PR #23, opened 2017-05-08
Add support for flag handling using IntFlag from aenum

MatthieuDartiailh:
Following @serhiy-storchaka suggestion I tried to move the flag handling over to IntFlag. The PR is not yet polished but the basics are here. Some points on which I would like to have @haypo feelings:
- IntFlag is new in 3.6 so I had to backport it for lower version, is that ok with you ?
- a bytecode object can now update its flag, but it does not update any inner code object. Does that make sense or should the update be recursive ?
- byteplay was doing some quite crazy things to infer the value of NESTED (cf https://github.com/serprex/byteplay/blob/master/wbyteplay.py#L584) do we want something similar ?

I am sorry it took me so long to do this, I am writing my thesis manuscript so I am a bit busy lately but I will try to finish this as soon as get some feedback.


MatthieuDartiailh:
Another option would be to add a dependency on aenum which provides IntFlag for all version of python and  stdlib compatible enums. @haypo what is your opinion about dependencies ? If I remember correctly you were not a big fan of per version dependency, so do you prefer aenum always or the bundled backport ?

haypo:
I wrote the bytecode project a few months ago, but I'm not using actually. I have no strong opinion on the best implementation. It's up to you.

MatthieuDartiailh:
Thanks. I will go with aenum and let you know when everything is properly polished with documentation and all.

MatthieuDartiailh:
I finally took some time to add the missing documentation. From my end this is good to go. I f you could give just a quick look @haypo that would be great. I documented the enumeration as a class as I could not find any other way to do so.

MatthieuDartiailh:
@haypo do you want a look or should I merge as is ?

MatthieuDartiailh:
@haypo I will consider your long silence as a yes and merge this in a week.

haypo:
In short, I'm not interested to work on the bytecode project anymore, so feel free to modify it whatever you want :-) I don't care much how flags are passed.

MatthieuDartiailh:
Ok thanks

PR #26, opened 2018-03-31
remove useless EXTENDED_ARG 0

SnoopyLane:
to_bytecode() now removes EXTENDED_ARG 0 instructions that
appear in the input.  These are useless, but can be left behind
by ConcreteBytecode.from_code.  Removing these from the input
prevents analyzers from having to deal with EXTENDED_ARG
instructions.  Most of them are already removed, and having
extras laying around causes failure when converting back
to code.


MatthieuDartiailh:
I do not believe this is the right fix see #28

Issue #32, opened 2018-07-20
Support general constants


thautwarm:
Hello, 
I've found that the code object could not take unhashable object as its co_consts, for you use a dictionary to store the constants.
I think that we may not follow the implementation of `_PyCode_ConstantKey` for further usage. Actually my project needs making more kinds of constants than CPython already has.
https://github.com/vstinner/bytecode/blob/a7cc7a52ca10e58a8aee48052edd069fac3c5a01/bytecode/concrete.py#L439

```python
    self.consts = {}
    ...
    def add_const(self, value):
        key = const_key(value)
        if key in self.consts:
            return self.consts[key]
        index = len(self.consts)
        self.consts[key] = index
        return index
```

Could we add a compiler flag to support unhashable constants? 
Just consider using associate list (`List[Tuple[K, V]]`)  to store unhashable ones.

MatthieuDartiailh:
The issue here is not so much unhashable constants but more non-constant constants. I don't really like this. Could you detail your use case for what looks like an abuse of the constants to me ?

thautwarm:
@MatthieuDartiailh Sure. 

Actually we're making a transpiler from an extension of SQL to python, which requires loading tables when applying nested table join (like `SELECT xxx from a inner join b on cond(a,b) left outer join c on cond(ab, c)`). We want to avoid the overhead of function call so we use nested for-loop to implement it, like
```python
for record_tb1 in tb1:
   for record_tb2 in tb2:
      ...
```
For `tb1` and `tb2` is actually constant, we don't want to load it from global to slow down program heavily.

AFAICS, there're at least following three reasons why we should supply the way to extend python constants:
- As python doesn't have static constants like C++, loading a variable from global scope just costs unnecessarily. 
- A global readonly variable of any type is actually a constant. For example, In the whole program there could be a singleton class which is permanent and it's just okay. Now python just has literal constants, and it hurts sometimes.
- A constant is decided when its context is defined, but the global variable could be rewrited, which leads to the danger of visiting unexpected variable. The global scoping is just wrong for the existence of perspective mutation. 

People may want to use a singleton class with readonly properties to imitate constants, however the overhead just bursts, while it's verbose and the name binding of the class could be rewrited, too.

MatthieuDartiailh:
Could you clarify one point ? How do you use the bytecode ? Reading your previous message I would guess you need to generate valid Python code at the end, no ?

thautwarm:
[...]

PR #33, opened 2018-07-20
support general constants in code object.

thautwarm:
#32

### DIFF
--- a/bytecode/concrete.py
+++ b/bytecode/concrete.py
@@ -4,8 +4,10 @@ import opcode as _opcode
 import struct
 import sys
 import types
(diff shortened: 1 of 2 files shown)


MatthieuDartiailh:
As mentioned in #32 I believe we can do simpler simply by tweaking the key generation function. If you have some time to look at it, that would be great otherwise I  will come back to it but I can make no promise on when.

thautwarm:
@MatthieuDartiailh Sorry for my delay. 
Keeping a simple dictionary does make sense, and a corresponding implementation would be presented here recently.

PR #36, opened 2018-09-01
introduce a const_list to avoid the loss of readability when accessing constants from `_ConvertBytecodeToConcrete`

thautwarm:
@serhiy-storchaka 
You mean this sort of implementation? https://github.com/vstinner/bytecode/pull/34#discussion_r213190168


MatthieuDartiailh:
This is covered as part of #34 but I will add the copy I omitted since it looks cleaner.

PR #46, opened 2018-04-17
ausearch: Fix incorrect matching of 'uid' field

WOnder93:
When auid is not searched for, the parser matches the 'auid' field as
'uid' and skips the actual 'uid' field. This patch fixes it by
searching for " uid=" instead of "uid=".

This is triggered for example on the following record:

```
type=SYSCALL msg=audit(1523350632.356:24): arch=c000003e syscall=87 success=yes exit=0 a0=55d3d55ed2e0 a1=7ffec3e73380 a2=7ffec3e73380 a3=0 items=2 ppid=1452 pid=1455 auid=1000 uid=0 gid=0 euid=0 suid=0 fsuid=0 egid=0 sgid=0 fsgid=0 tty=ttyS0 ses=1 comm="perl" exe="/usr/bin/perl" subj=unconfined_u:unconfined_r:unconfined_t:s0-s0:c0.c1023 key=(null)
```

### DIFF
--- a/src/ausearch-parse.c
+++ b/src/ausearch-parse.c
@@ -276,7 +276,7 @@ static int parse_task_info(lnode *n, search_items *s)
 	}
 	// optionally get uid
 	if (event_uid != -1 || event_tuid) {
-		str = strstr(term, "uid=");
+		str = strstr(term, " uid=");
 		if (str == NULL)
 			return 22;
 		ptr = str + 4;
@@ -824,7 +824,7 @@ static int parse_user(const lnode *n, search_items *s)
 	}
 	// optionally get uid
 	if (event_uid != -1 || event_tuid) {
-		str = strstr(term, "uid=");
+		str = strstr(term, " uid=");
 		if (str == NULL)
 			return 4;
 		ptr = str + 4;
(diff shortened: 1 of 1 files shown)


stevegrubb:
This patch also looks bigger than the reproducer. Also, even when I add just the " uid" part for the task_info_parser, it fails the ausearch-test suite. I don't know if you have a good sized collection of events, but if you do, try checking the patch against the test suite. The parsers are sensitive to changes.

stevegrubb:
I fixed this a different way in patch  ec35efa.  Thanks for pointing out the issue.

rgbriggs:
On 2018-04-19 14:23, Ondrej Mosnáček wrote:
> I tried to look for the "ausearch-test suite", but I couldn't find anything like that in this repository... there are some au*parse* tests and two unit tests, but nothing that would directly test ausearch. Did you mean the [audit-testsuite](https://github.com/linux-audit/audit-testsuite/)? (I think it is intended for the kernel, but it indirectly tests ausearch as well.) If not, could you point me where I could find it?

I think you are (reasonably) looking for this:
	https://github.com/linux-audit/audit-documentation/issues/10

For now it is still in:
	https://people.redhat.com/sgrubb/audit/
	https://people.redhat.com/sgrubb/audit/ausearch-test-0.6.tar.gz

PR #48, opened 2018-04-25
Allow exclude and user filter by executable name

WOnder93:
This patch removes the restriction that excludes the AUDIT_EXE field
from the exclude filter list. It also clarifies in the documentation
that this field can be used also with these filter lists ('auditctl -a
user,always -F exe=/something' works even without this patch).

Relevant kernel patch that enables exclude filter for AUDIT_EXE:
https://www.redhat.com/archives/linux-audit/2018-April/msg00114.html

Signed-off-by: Ondrej Mosnacek <omosnace@redhat.com>


pcmoore:
@stevegrubb can we get a thumbs up, or down, on the userspace piece?  I don't want to merge the kernel piece only to find out you've got objections to the userspace portion.

pcmoore:
@stevegrubb can we get a verdict on the userspace part of this?  The kernel is at -rc4 right now, and if we want this to go in during the next merge window this should be merged into audit/next within the next week or so.

pcmoore:
Pinged @stevegrubb directly via email in case he isn't monitoring his GitHub notifications.

PR #61, opened 2018-08-24
Fix memory leak in audisp-remote

truthsolo:
Looks like etok.value should be free'd here


truthsolo:
No problem, glad I could help. Filed it here for tracking https://bugzilla.redhat.com/show_bug.cgi?id=1622194

Issue #58, opened 2018-08-01
auditd and message format: unescaping


dimv36:
Hi, I asked for escaping non-standart ASCII raws in #56 previously.

Now I wrote messages into auditd daemon and want to decode them out.
Auditd' Python API wrote me unescaped values like this:

event=D09FD0BED0B4D0BAD0BBD18ED187D0B5D0BDD0B8D0B5

how can I decode them?

rgbriggs:
On 2018-08-01 14:32, Dmitry Voronin wrote:
> Hi, I asked for escaping non-standart ASCII raws in #56 previously.
> 
> Now I wrote messages into auditd daemon and want to decode them out.
> Auditd' Python API wrote me unescaped values like this:
> 
> event=D09FD0BED0B4D0BAD0BBD18ED187D0B5D0BDD0B8D0B5
> 
> how can I decode them?

ausearch -i

dimv36:
Unfortunately, it's not working for me. Does libaudit work fine for non-ascii symbols?

dimv36:
Guys,

I try to encode my non-ASCII value (and ASCII value with spaces) via audit_encode_nv_string() and send to audit log successfully. I used an event type AUDIT_TRUSTED_APP.

But I can't get decoded value via ausearch -i or Python audit API. Please, help!
I'm using libaudit 2.8.3.

dimv36:
I found, that attrs, which are needed to be unescaped, are determined in auparse_interp_adjust_type().

So, I make a simple patch for me for unescaping those attrs for my case depended on event_type AUDIT_TRUSTED_APP. But I don't think, that good idea. As for me, configurable list of attributes which must be unescaped is best solution for my problem.

So, my proposal:
* Add configuration value in aduitd.conf (?) for list of unescaped attributes in event;
* Load those values into list and check attribute name in auparse_interp_adjust_type() for unescaping
* If attribute in list, use au_unescape

stevegrubb:
Yes, that sounds like a good idea. But I am not sure about where to put the field list. Ausearch needs the information and nothing else does. So, it might be a command line option like --escape-list. Then you can make a bash alias so that anytime you run ausearch it automatically uses the list. It would also need to apply only to AUDIT_TRUSTED_APP and AUDIT_KERNEL_OTHER records to ensure it cannot be abused for other records.

dimv36:
I'm not think, that only ausearch is needed in those list.
[...]

PR #67, opened 2018-09-05
Support for unencoding values from TRUSTED_APP

dimv36:
How I notice in https://github.com/linux-audit/audit-userspace/issues/58

I needed in sending custom messages (with spaces, not ASCII attribute values) in audit log.
So, I made it, but next I needed for unescaping those values.

I can't do this via current API, so I made a simple patch, that allows me determine if value needed in unescaping. If needded auparse use au_unescape() function to do this.

I abandoned the original idea, because my changes are more simple to solve my problem.
I think, that auparse needed in more intellectual API for determine field's type.

### DIFF
--- a/auparse/interpret.c
+++ b/auparse/interpret.c
@@ -312,6 +312,16 @@ static void key_escape(char *orig, char *dest, auparse_esc_t escape_mode)
 	}
 }
 
+static int is_int_string(const char *str)
+{
+	while (*str) {
+		if (!isdigit(*str))
+			return 0;
+		str++;
+	}
+	return 1;
+}
+
 static int is_hex_string(const char *str)
 {
 	while (*str) {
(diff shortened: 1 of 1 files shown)


stevegrubb:
Thanks for the patch. I will give feedback or merge it next week.

auparse/interpret.c
```diff
@@ -2876,6 +2886,20 @@ int auparse_interp_adjust_type(int rtype, const char *name, const char *val)
 		(rtype == AUDIT_ADD_GROUP || rtype == AUDIT_GRP_MGMT ||
 			rtype == AUDIT_DEL_GROUP))
 		type = AUPARSE_TYPE_GID;
+	else if (rtype == AUDIT_TRUSTED_APP) {
+		if (val[0] == '"')
+			type = AUPARSE_TYPE_ESCAPED;
+		else if (strcmp(name, "id") == 0)
```
stevegrubb: Why are we singling out "id" as needing interpretation? If we do that one, then we need to do more. Perhaps just detecting escaped for trusted app records is all that should be done. It should somehow call lookup_type otherwise.

auparse/interpret.c
```diff
@@ -2876,6 +2886,20 @@ int auparse_interp_adjust_type(int rtype, const char *name, const char *val)
...
+			type = AUPARSE_TYPE_UID;
+		else if (is_int_string(val))
+			type = AUPARSE_TYPE_UNCLASSIFIED;
+		/* Check if we have string with only HEX symbols,
+		 * but except HEX strings like 0xABCD */
+		else if (is_hex_string(val) && (strncmp(val, "0x", 2) != 0))
```
stevegrubb: Starting a value with 0x has never been part of the audit coding standard for escaped fields. I don't think we should expand it to this format.

stevegrubb:
OK. I looked over the patch. I have some comments inline.

auparse/interpret.c
dimv36: OK, agreed.

auparse/interpret.c
dimv36: This is prevents possible unescaping for integer values for id-like fields.

stevegrubb: Right. But what I'm thinking is that it should be something like 
```
else if (rtype == AUDIT_TRUSTED_APP) {
        if (val[0] == '"')
                type = AUPARSE_TYPE_ESCAPED;
        else
                type = lookup_type(name);
}
```
This way it looks up more than just "id".

dimv36: No, thanks.

stevegrubb:
Going to close this. Thanks for your interest in improving the audit system. If the above suggested changes were made, I'd consider merging this. Otherwise, we should close it since it's not ready.

PR #79, opened 2019-01-11
auditd.service: use /run/auditd.pid instead of /var/run/auditd.pid

Maryse47:
`/var/run/` is a legacy path which is currently used as symlink to `/run`. Newer systemd will update this path themselves and warn about it:

> /usr/lib/systemd/system/auditd.service:12: PIDFile= references path below legacy directory /var/run/, updating /var/run/auditd.pid → /run/auditd.pid; please update the unit file accordingly.

### DIFF
--- a/init.d/auditd.service
+++ b/init.d/auditd.service
@@ -17,7 +17,7 @@ Documentation=man:auditd(8) https://github.com/linux-audit/audit-documentation
 
 [Service]
 Type=forking
-PIDFile=/var/run/auditd.pid
+PIDFile=/run/auditd.pid
 ExecStart=/sbin/auditd
 ## To not use augenrules, copy this file to /etc/systemd/system/auditd.service
 ## and comment/delete the next line and uncomment the auditctl line.


stevegrubb:
First, I'd like to thank you for your interest in make the audit project better. The audit daemon support many varieties of linux distributions. I run audit-3.0 on an old RHEL6 instance. It works just fine on those old systems. Those old systems do not have /run. Audit still supports sysvinit which is what you get when you don't pass --enable-systemd to ./configure. Maybe in a few years we can drop that support. But I'd think we should move to /run/ at the same time sysvinit is also deprecated. Again, thanks for the suggestion. If you have any other ideas on improving audit, please share.

Maryse47:
Ok, that sounds reasonable. I hope you release 3.0 soon so everyone could use it 😃 .

stevegrubb:
3.0 is waiting on the kernel container work to land. It was the major feature that was to distinguish 3.0 from the 2.0 series. I'm hoping the container work is accepted by March. In the meantime, I have pushed out at least one pre-release.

+ + + + +

§ **THE PROBLEM**
Would you please work out how many lines of the data hold "input"? Reply with the number alone.

§ **EXERCISE RESULT**
2